_Instructions to follow_
Copy every line from the records below that carries the word "ConfigPort".

_Given information_
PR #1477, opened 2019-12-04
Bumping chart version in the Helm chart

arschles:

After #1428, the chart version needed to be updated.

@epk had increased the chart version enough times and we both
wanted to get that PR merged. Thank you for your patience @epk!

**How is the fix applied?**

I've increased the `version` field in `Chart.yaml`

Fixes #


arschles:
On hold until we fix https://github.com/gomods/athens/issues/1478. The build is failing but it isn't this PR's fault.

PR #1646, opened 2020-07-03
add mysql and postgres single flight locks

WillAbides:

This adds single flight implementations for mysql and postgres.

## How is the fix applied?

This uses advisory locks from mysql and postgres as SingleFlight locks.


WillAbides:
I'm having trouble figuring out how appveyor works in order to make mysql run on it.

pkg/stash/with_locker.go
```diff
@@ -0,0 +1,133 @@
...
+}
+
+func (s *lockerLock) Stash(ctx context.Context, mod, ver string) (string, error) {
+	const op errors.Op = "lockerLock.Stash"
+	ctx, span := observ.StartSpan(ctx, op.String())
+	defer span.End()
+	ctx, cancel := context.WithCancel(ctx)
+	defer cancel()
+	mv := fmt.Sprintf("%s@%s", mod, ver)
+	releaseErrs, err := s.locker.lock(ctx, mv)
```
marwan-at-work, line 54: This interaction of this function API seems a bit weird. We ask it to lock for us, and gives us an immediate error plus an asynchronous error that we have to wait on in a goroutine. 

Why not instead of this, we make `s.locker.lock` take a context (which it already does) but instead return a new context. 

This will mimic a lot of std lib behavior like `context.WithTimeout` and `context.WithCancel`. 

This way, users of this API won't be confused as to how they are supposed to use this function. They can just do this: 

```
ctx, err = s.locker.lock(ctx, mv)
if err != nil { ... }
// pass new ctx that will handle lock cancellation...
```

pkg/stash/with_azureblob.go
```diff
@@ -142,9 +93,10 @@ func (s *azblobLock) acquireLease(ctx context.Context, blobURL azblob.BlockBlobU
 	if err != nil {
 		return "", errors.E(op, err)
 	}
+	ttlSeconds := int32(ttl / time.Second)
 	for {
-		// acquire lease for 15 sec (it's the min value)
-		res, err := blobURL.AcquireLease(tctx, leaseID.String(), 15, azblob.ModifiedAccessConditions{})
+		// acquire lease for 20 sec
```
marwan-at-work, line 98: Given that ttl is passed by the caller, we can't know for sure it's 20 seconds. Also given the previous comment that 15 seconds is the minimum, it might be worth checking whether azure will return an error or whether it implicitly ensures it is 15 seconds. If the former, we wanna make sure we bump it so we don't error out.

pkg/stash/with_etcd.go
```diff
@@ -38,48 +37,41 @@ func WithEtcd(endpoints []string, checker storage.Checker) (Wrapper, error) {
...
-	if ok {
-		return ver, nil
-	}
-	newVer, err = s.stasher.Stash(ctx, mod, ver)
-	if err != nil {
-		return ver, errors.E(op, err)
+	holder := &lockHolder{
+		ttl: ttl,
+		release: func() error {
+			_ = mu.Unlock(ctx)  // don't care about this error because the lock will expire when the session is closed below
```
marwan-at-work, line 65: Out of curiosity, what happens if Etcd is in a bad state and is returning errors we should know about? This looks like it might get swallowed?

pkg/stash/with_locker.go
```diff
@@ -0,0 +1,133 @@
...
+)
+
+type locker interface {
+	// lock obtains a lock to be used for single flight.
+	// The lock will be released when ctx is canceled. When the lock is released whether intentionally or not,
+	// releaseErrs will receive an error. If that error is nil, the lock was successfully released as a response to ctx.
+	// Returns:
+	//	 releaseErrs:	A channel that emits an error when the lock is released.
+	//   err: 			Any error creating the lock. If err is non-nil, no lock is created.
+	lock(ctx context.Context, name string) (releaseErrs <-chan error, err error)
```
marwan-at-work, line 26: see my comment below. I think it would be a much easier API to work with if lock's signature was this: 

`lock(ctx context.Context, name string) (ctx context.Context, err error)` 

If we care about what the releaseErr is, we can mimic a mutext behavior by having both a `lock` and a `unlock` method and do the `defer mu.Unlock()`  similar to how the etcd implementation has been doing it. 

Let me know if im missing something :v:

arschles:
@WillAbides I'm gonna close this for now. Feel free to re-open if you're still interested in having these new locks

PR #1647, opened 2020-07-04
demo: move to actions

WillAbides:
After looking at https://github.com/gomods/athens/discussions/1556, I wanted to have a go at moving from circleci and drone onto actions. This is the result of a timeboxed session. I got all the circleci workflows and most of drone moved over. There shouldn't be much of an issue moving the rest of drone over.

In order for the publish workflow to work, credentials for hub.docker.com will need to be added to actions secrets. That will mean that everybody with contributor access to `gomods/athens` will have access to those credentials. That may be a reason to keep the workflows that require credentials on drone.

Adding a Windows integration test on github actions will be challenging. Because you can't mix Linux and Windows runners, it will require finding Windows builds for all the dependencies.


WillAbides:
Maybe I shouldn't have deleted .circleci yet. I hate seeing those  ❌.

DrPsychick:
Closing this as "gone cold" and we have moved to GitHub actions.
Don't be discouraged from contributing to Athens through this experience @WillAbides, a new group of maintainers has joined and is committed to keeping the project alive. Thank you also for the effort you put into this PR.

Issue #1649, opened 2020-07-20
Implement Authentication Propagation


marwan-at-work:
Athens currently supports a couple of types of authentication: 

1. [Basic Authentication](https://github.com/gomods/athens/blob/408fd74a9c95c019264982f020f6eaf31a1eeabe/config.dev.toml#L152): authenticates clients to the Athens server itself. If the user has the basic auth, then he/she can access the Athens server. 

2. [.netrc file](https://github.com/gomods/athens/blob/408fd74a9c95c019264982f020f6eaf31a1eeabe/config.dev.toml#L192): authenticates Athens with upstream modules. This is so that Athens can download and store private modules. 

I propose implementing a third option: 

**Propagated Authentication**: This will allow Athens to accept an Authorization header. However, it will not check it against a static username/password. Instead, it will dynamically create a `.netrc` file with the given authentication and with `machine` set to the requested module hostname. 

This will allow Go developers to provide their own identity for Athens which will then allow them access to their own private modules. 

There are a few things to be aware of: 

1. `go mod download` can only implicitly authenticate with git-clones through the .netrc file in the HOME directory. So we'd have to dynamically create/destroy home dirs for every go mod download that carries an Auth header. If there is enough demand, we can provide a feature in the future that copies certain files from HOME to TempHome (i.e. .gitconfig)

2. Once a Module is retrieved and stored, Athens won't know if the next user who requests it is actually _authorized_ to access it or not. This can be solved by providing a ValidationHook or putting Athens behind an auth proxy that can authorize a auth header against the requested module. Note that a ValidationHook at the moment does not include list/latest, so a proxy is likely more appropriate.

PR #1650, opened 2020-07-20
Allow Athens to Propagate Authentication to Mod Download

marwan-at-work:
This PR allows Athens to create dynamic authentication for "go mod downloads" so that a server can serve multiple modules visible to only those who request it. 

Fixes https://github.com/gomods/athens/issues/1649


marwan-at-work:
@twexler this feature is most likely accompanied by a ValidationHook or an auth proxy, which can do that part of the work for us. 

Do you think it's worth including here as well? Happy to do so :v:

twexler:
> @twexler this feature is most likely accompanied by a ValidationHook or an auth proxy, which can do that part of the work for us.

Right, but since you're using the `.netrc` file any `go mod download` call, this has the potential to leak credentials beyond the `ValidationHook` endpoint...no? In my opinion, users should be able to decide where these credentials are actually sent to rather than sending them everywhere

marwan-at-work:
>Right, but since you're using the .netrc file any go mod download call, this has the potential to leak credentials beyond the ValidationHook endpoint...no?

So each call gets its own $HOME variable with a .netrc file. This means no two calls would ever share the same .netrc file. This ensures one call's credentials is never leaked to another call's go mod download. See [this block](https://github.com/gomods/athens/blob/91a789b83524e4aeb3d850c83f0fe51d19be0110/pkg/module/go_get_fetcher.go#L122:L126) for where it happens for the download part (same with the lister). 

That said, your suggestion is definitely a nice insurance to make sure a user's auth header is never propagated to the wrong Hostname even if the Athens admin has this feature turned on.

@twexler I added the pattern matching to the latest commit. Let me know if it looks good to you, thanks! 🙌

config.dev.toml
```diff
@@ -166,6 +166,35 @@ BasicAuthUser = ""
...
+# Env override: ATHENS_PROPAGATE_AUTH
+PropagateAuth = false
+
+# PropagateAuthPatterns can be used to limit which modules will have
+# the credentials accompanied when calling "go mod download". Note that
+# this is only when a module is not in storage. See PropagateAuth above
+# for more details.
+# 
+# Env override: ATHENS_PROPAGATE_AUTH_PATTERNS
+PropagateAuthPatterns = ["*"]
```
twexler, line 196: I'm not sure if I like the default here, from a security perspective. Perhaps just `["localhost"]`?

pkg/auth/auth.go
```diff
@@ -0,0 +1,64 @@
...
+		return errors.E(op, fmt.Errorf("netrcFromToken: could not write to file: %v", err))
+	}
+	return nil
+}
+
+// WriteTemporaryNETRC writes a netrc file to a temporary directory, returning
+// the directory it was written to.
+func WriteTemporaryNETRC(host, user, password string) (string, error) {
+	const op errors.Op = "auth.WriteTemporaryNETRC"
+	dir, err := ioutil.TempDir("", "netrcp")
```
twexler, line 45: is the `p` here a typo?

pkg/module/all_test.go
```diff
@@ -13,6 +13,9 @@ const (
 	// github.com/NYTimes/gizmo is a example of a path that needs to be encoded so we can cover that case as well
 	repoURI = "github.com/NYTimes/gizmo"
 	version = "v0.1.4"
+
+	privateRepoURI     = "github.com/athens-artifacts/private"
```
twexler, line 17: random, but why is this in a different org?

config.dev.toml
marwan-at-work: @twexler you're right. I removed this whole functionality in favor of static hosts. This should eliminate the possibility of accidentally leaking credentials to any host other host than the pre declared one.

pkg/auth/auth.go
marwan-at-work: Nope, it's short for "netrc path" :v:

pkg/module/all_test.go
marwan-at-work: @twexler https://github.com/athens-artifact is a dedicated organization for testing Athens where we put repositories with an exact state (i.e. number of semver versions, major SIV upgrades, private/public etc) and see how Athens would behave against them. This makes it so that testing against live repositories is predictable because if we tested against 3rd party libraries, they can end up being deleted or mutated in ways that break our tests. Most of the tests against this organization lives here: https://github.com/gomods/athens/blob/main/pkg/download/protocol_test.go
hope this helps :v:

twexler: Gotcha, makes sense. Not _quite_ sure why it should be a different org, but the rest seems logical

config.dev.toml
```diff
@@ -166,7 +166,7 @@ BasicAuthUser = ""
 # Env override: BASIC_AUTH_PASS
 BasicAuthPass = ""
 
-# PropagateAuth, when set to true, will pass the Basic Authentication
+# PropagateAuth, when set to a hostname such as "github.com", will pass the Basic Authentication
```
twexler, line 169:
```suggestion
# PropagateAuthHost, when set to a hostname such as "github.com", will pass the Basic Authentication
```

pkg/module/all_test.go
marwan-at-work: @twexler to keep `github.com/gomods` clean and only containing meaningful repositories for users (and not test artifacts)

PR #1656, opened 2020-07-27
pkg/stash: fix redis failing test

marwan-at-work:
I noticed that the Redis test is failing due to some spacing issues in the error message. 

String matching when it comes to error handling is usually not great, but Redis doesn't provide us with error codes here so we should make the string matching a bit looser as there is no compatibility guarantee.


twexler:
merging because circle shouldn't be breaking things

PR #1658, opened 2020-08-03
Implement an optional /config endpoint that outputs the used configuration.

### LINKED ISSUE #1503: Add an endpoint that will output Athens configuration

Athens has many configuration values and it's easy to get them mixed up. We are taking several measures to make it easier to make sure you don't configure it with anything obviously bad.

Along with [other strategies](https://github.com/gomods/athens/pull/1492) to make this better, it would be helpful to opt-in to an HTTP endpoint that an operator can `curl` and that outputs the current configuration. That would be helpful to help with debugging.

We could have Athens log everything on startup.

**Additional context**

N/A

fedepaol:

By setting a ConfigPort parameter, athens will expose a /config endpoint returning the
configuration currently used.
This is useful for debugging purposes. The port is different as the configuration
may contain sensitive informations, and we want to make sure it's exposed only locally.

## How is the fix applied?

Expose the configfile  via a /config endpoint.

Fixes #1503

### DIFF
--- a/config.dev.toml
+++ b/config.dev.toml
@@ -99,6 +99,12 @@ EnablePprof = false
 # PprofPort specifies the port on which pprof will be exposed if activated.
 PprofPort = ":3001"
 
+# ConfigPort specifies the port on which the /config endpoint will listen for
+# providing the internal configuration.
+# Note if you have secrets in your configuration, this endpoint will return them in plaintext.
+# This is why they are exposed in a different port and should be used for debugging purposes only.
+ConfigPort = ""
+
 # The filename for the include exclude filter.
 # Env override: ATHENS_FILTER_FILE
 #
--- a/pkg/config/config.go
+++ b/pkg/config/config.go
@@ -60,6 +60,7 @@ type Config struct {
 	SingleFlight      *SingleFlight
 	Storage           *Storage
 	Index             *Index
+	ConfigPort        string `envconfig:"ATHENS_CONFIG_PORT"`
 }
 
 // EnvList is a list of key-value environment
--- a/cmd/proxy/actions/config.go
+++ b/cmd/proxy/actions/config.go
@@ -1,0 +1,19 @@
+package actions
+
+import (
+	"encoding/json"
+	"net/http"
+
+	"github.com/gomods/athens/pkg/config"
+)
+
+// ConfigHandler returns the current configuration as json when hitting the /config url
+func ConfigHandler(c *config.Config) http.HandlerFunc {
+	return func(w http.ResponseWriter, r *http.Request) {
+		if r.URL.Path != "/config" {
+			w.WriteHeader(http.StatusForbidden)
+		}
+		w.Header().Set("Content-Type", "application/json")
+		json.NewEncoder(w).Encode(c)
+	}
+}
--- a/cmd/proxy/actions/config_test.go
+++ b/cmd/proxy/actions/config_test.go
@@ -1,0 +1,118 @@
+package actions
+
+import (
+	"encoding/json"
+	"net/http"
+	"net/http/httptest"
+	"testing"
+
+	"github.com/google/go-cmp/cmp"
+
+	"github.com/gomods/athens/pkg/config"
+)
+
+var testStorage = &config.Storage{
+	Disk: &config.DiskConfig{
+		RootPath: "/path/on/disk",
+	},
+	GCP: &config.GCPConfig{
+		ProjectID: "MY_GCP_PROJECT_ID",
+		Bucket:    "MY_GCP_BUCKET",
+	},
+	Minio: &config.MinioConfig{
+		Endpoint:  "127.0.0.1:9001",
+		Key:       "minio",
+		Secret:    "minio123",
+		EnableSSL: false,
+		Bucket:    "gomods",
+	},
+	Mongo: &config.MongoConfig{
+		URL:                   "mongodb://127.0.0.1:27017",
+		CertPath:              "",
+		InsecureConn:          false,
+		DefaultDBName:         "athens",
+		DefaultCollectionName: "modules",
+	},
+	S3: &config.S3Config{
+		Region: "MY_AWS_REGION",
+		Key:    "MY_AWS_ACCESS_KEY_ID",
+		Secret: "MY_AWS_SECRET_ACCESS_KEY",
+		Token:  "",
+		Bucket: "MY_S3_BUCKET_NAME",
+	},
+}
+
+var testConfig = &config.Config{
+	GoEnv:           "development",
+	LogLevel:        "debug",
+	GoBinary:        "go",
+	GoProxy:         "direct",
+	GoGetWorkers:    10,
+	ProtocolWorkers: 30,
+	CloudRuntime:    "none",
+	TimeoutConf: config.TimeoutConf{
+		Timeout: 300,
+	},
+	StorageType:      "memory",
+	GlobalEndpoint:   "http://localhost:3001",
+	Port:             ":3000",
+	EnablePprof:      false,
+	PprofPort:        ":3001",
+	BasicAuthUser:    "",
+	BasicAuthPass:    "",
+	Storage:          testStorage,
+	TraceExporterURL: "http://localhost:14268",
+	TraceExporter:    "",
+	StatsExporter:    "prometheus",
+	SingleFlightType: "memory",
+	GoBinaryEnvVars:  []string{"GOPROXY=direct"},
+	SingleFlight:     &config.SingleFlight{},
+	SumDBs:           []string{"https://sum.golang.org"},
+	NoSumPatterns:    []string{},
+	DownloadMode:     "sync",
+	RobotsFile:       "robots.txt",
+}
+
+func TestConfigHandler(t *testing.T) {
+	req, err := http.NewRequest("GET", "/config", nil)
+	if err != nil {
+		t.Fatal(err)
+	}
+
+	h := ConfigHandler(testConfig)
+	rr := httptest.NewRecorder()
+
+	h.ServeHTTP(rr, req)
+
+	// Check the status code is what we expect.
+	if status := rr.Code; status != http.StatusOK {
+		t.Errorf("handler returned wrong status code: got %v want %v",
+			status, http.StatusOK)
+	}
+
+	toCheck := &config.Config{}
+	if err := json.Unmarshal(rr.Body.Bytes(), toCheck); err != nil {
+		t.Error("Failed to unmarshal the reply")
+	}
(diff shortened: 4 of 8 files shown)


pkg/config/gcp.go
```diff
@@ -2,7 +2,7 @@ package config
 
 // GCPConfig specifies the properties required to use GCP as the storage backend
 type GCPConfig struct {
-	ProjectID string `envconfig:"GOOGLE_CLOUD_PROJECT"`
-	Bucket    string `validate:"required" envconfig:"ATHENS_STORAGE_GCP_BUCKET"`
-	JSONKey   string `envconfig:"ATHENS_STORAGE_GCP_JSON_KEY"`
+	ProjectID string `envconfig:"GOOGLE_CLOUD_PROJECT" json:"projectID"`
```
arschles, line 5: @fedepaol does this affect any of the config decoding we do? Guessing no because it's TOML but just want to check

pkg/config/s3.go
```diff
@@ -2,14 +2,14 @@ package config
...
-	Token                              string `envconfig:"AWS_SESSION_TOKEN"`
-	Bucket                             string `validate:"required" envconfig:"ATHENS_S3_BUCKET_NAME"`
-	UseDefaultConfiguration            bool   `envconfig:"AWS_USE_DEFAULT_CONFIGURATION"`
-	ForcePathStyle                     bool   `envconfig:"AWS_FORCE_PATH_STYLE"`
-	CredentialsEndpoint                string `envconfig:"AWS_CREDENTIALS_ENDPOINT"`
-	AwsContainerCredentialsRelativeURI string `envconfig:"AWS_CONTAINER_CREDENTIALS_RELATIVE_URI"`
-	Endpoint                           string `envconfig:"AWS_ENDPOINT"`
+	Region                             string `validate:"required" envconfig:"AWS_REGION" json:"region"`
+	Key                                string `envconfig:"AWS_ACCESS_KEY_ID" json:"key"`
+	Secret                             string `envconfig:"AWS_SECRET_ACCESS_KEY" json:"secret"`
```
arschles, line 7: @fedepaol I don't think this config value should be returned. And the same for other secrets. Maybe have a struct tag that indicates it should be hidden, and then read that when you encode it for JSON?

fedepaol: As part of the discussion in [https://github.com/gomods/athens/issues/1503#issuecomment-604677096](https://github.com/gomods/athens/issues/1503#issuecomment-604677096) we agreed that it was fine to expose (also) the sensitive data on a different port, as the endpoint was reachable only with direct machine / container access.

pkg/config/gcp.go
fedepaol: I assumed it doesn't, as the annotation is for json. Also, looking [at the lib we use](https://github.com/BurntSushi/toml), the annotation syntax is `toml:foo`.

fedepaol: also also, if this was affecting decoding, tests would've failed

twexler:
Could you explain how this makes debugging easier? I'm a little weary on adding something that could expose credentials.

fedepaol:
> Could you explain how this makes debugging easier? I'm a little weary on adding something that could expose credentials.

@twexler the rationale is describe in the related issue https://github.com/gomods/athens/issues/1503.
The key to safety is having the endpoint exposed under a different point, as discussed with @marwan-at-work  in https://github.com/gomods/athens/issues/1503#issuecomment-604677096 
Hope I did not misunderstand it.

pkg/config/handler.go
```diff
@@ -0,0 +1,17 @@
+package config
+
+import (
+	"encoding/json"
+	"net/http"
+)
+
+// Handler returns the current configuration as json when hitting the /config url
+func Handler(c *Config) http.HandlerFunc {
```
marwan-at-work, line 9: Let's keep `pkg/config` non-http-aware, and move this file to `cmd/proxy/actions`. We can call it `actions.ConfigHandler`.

_Response to this exercise_
By setting a ConfigPort parameter, athens will expose a /config endpoint returning the
+# ConfigPort specifies the port on which the /config endpoint will listen for
+ConfigPort = ""
+	ConfigPort        string `envconfig:"ATHENS_CONFIG_PORT"`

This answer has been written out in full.